Oracle Cloudのアップグレードに関して

 エリソン会長は、「2014年はオラクルにとって非常に重要な年であり、ターニングポイントであった。それは、2014年に多くのテクノロジーをクラウド向けて提供したからだ。オラクルのクラウドビジネスに大きな弾みがついた」と語る。

 エリソン会長が語るように、オラクルはこの1年の間に、173種類の新たなSaaSや、55種類のインダストリーSaasといった、新たなクラウドサービスを提供したことを説明した。

2014年はオラクルのターンニングポイントであるとするエリソン会長

 Marketing Cloud Applicationでは、84種類のうち29製品を2014年に新たに追加したほか、Sales Cloud Applicationでは、69製品中14製品、Service Cloud Applicationでは113製品中14製品、Configure Price Quote & E-Commerceでは42製品中27製品、Social Campaigns,Listening & DaaSでは49製品中36製品、HCM SaaS Applicationでは84製品中16製品を2014年に投入するなど、具体的な例を示しながら、クラウドサービスを強化してきたことを示してみせた。

 「2014年には、2000件以上の顧客が、オラクルのSaaSを利用しはじめている」とし、クラウドビジネスでのオラクルの出遅れ感を指摘する声に反論してみせた。

 そして、「オラクルはクラウドでのナンバーワンを目指す」と宣言。ゴールは、売上高で先行するセールスフォースを抜き去ることがターゲットとなる。日本では、日本オラクルの杉原博茂社長が、2020年までにクラウドナンバーワンを目指すことを公言しており、これを追う形で、エリソン会長がグローバルでの「クラウドナンバーワン」を宣言した格好だ。

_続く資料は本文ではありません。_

PR #2195, opened 2025-05-30
fix duplicate search highlights

### LINKED ISSUE #2181: Search highlights are duplicated
https://stacker.news/items/988711/r/k00b

abhiShandy:
## Description

fixes #2181 

Avoid including both exact matches and item text in search results.

## Screenshots

Before
before

After
after

## Additional Context

## Checklist

Yes

10

Tested on laptop only

No

### DIFF
--- a/api/resolvers/search.js
+++ b/api/resolvers/search.js
@@ -510,8 +510,8 @@ export default {
         item.searchTitle = e.highlight?.title?.[0] || e.highlight?.['title.exact']?.[0] || item.title
 
         // prefer the exact highlight for text
-        const searchTextHighlight = [...(e.highlight?.['text.exact'] || []), ...(e.highlight?.text || [])]
-        item.searchText = searchTextHighlight?.slice(0, 5)?.join(' ... ')
+        const searchTextHighlight = e.highlight?.['text.exact'] || e.highlight?.text || []
+        item.searchText = searchTextHighlight?.join(' ... ')
 
         return item
       })


ekzyis (approved):
Change to fix duplicate search highlights makes sense to me, but I didn't test

api/resolvers/search.js
```diff
@@ -510,7 +510,7 @@ export default {
         item.searchTitle = e.highlight?.title?.[0] || e.highlight?.['title.exact']?.[0] || item.title
 
         // prefer the exact highlight for text
-        const searchTextHighlight = [...(e.highlight?.['text.exact'] || []), ...(e.highlight?.text || [])]
+        const searchTextHighlight = [...(e.highlight?.['text.exact'] || e.highlight?.text || [])]
```
huumn: You don't need all the spreads if you're just taking one.

api/resolvers/search.js
```diff
@@ -510,7 +510,7 @@ export default {
...
         item.searchText = searchTextHighlight?.slice(0, 5)?.join(' ... ')
```
huumn: You don't need this slice, because now there's never more than 5.

huumn (changes requested):

api/resolvers/search.js
abhiShandy: done

api/resolvers/search.js
abhiShandy: done

PR #2196, opened 2025-05-31
Add security advisory payout to awards.csv

ekzyis:
## Description

Added the payout for [GHSA-x2xp-x867-4jfc](https://github.com/stackernews/stacker.news/security/advisories/GHSA-x2xp-x867-4jfc) to awards.csv as requested. 

Afaict, using advisory as the type and the GHSA id should not break our awards script but not sure.


huumn:
Did you pay them out already? You added a payout date.

ekzyis:
Oh, no, I did not, I got confused.

Used `???` now.

huumn:
which PR was this fixed in?

ekzyis:
There is no PR yet

huumn:
Okay, thanks. Is there good reason to break the convention of paying when the fix is merged?

ekzyis:
Mhh, not really. I pushed a PR now: https://github.com/stackernews/stacker.news/pull/2205 

I can update this PR to point the CSV row to that PR instead of to the advisory. Would you prefer that?

PR #2199, opened 2025-06-02
Don't wrap base64 cert output

ekzyis:
## Description

When you run `sndev cert lnd`, the output contains new lines. I had to always remove them manually with `tr -d '\n'` before I could pipe the output into my clipboard via `xclip`.

I noticed that `base64` has the option to not wrap lines via `-w0`. Now I can pipe the output of `sndev cert lnd` into `xclip` and save the LND wallet.

## Additional Context

I used https://www.shellcheck.net/ to make sure `base64 -w0` is POSIX compliant and I think it is because I did not see this error:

 ナンバーワンを定義する指標は売上高。時期は明らかにしなかったが、初日の基調講演では、「セールスフォース・ドットコム」という言葉を1時間の間に10回以上発言。強烈な対抗心を示した。

 すでにオラクルは、SaaSアプリの品揃えでは世界ナンバーワンとなっている。そして、Oracle Cloudは、毎日6,200万人のユーザーと、230億のトランザクションに対応。全世界の19のデータセンターで、400ペタバイトのストレージ容量を持ち、3万のデバイス上で動作しているという。